Compile the code and transfer the file to Intel Galileo. Make sure theuvcvideo driver is loaded and the webcam is connected to the USB port (read the “Connecting the Webcam” section in this chapter), and transfer the program to the same location of your CSV file. Stay in front your camera, preferably two feet away, make some emotional expressions, and then run the following command:

root@clanton:∼/emotion# ./opencv_emotion_classification my_csv.csv 2> /dev/null

camera is ok.. Stay 2 ft away from your camera

processing the image....

SOME DEBUG

-------------------------

faces detected:1

x: 172

y: 25

w: 132

h: 132

[132 x 132]

faces[0].x:172

p1.x:-172

px   :25

py   :25

rec_w:80

rec_h:102

Predicted class = 0

You are happy!

The software classifies the image as happy. Extracting the debug images onlyface.jpg and imageInRectangle.jpg from the file system, it is possible to observe my expression in the cropped image, shown in Figure 7-14.

Open image in new window

Note in Figure 7-14 the areas that are cropped out, including the background, the hair, and the ears.

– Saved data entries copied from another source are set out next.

PR #2066, opened 2025-03-12
[fix] FDN dns resolver are not available for all AS

zamentur:
Only FFDN subnet are authorized now...

## The problem

https://www.fdn.fr/attaque-serveurs-dns-2025/

## Solution

Remove FDN resolver

## PR Status

Ready

## How to test

...

### DIFF
--- a/conf/dnsmasq/plain/resolv.dnsmasq.conf
+++ b/conf/dnsmasq/plain/resolv.dnsmasq.conf
@@ -6,6 +6,7 @@
 
 # List taken from
 # http://diyisp.org/dokuwiki/doku.php?id=technical:dnsresolver
+# and some others from https://sebsauvage.net/wiki/doku.php?id=dns-alternatifs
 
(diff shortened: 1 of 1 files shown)


zamentur:
This PR should be merged in bullseye to... cause it could break the upgrade.

We need to process quickly and made an announcement.

alexAubin:
>This PR should be merged in bullseye to... cause it could break the upgrade.

Not sure to see how it would break the upgrade, we have several resolvers in the list precisely to avoid everything breaking up when some goes down ...?

zamentur:
> Not sure to see how it would break the upgrade, we have several resolvers in the list precisely to avoid everything breaking up when some goes down ...?

Yes but if a resolver accept the packet and doesn't respond it could trigger timeout (30s). I remember there was a bug in dnsmasq about this (and about the order of the list, reason why we finally shuffle it).

PR #2075, opened 2025-03-23
[fix] Send mail to external mailbox of a managed domain

zamentur:
## The problem

https://forum.yunohost.org/t/how-to-keep-your-mailbox-outside-yunohost/4860
https://github.com/YunoHost/issues/issues/2275

## Solution

List domains for which we managed mailboxes into a file /etc/postfix/virtual-mailbox-domains

## PR Status
Regenconf hooks untested (just tested by editing file in /etc/postfix)

## How to test

...


conf/postfix/main.cf
```diff
@@ -99,7 +99,7 @@ inet_interfaces = all
 message_size_limit = 35914708
 
 # Virtual Domains Control
-virtual_mailbox_domains = ldap:/etc/postfix/ldap-domains.cf
```
alexAubin, line 102: So shall we get rid of that file from the regenconf ? https://github.com/YunoHost/yunohost/blob/dev/conf/postfix/plain/ldap-domains.cf

zamentur: Done by emptying the file

conf/dnsmasq/domain.tpl
```diff
@@ -5,5 +5,9 @@ interface-name={{ domain }},{{ interface }}
 {% if ipv6 %}
 host-record={{ domain }},{{ ipv6 }}
 {% endif %}
+{% if mail_out == "1" %}
 txt-record={{ domain }},"v=spf1 mx a -all"
```
zamentur, line 9: What if another server is used to send mails to for a domain ?
For example we have a serverA, a yunohost with mailbox toto@domain.tld

And a serverB, with a website that send emails noreply@domain.tld to toto@domain.tld.

The official zone includes the IP of the mailserver of serverB in SPF, but here we have our dnsmasq lying, so i guess the postfix of ynh serverA could refuse the mail !

zamentur: In fact, i think this line is only here for the usecase where DNSmasq is configured as the authority DNS server...

zamentur: I think i will creates an other PR for this...

Josue-T:
Great feature. 

I don't know if it could also fit into this work but an other great feature would be to be able to set a user email which is out of the Yunohost managed domain. So by example the user email could be `hello@gmail.com` even if Yunohost only manage the domain `example.com`. In case I would like to provide a Yunohost account to some user but I don't would like to provide the email to the user, currently we are quite limited.

Ideally we would have something like this:

- If the user have the `mail.main` permission` he must have a Yunohost domain email.
- If the user don't have the `mail.main` permission, in this case we can set an external email (ideally we must but for retro compatibility it could be more complicated to force to have an external email when `mail.main` is not allowed). In this case we shouldn't be able to set the mail alias and mail forward field because it don't really make sense in this case.

What do you think ?

zamentur:
@Josue-T I agree with you, it could be very nice to have this (for example to avoid sending nextcloud notif on an internal mail when users have external mails...).

However, it's completely an other PR i think. I have created an issues https://github.com/YunoHost/issues/issues/2565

root@clanton:∼/emotion# ./opencv_emotion_classification my_csv.csv 2> /dev/null

camera is ok.. Stay 2 ft away from your camera

processing the image....

SOME DEBUG

-------------------------

faces detected:1

x: 178

y: 3

w: 143

h: 143

[143 x 143]

faces[0].x:178

p1.x:43

two eyes detected

px   :31

py   :35

rec_w:84

rec_h:91

Predicted class = 1

You are surprised!

The software classifies this image as surprised. Extracting the debug images onlyface.jpg and imageInRectangle.jpg from the file system, it observes my expression and crops the image, as shown in Figure 7-15.

Open image in new window

Keep varying the expression and checking the efficiency of the captured images.